PR #3075, opened 2025-09-28
feat: add dongle configuration support for splitkb aurora sofle

sashasimkin:
Added shields `splitkb_aurora_sofle_dongle` and `splitkb_aurora_sofle_peripheral_left` to be able to build dongled configuration for this keyboard.

FWIW - the change was tested in my configuration build: https://github.com/sashasimkin/zmk-aurora-sofle-v2/actions/runs/18071698605

## PR check-list


caksoylar:
Hi there, thanks for the PR. I don't believe we intend to accept additional dongle shields for keyboards, and instead encourage folks to follow the recipe at https://zmk.dev/docs/development/hardware-integration/dongle within their own user config if they want to add a dongle to their keyboards that are maintained upstream. I think an exception could be considered if the keyboard ships with a dongle as a product (but that's not the case here AFAIK).

sashasimkin:
Hi! Sorry for the long reply. And totally understood.

The reason I thought PR would be useful because when going thru official
instruction I had to copy the .dtsi file into my own project, which wasn’t
very clean.

Is there a way to implement dongle without copying dtsi into my repo?


пн, 6 жовт. 2025 р. о 23:22 Cem Aksoylar ***@***.***> пише:

caksoylar:
I don't think you need to copy the whole .dtsi file, just the relevant parts of it to the new overlay. But there is no way to `#include` it, as far as I know.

□ □ □

**REQUIRED WORK**
The required answer is the count of lines in the listing that contain the word "configuration", with no other text.

**ANSWER BOX**
3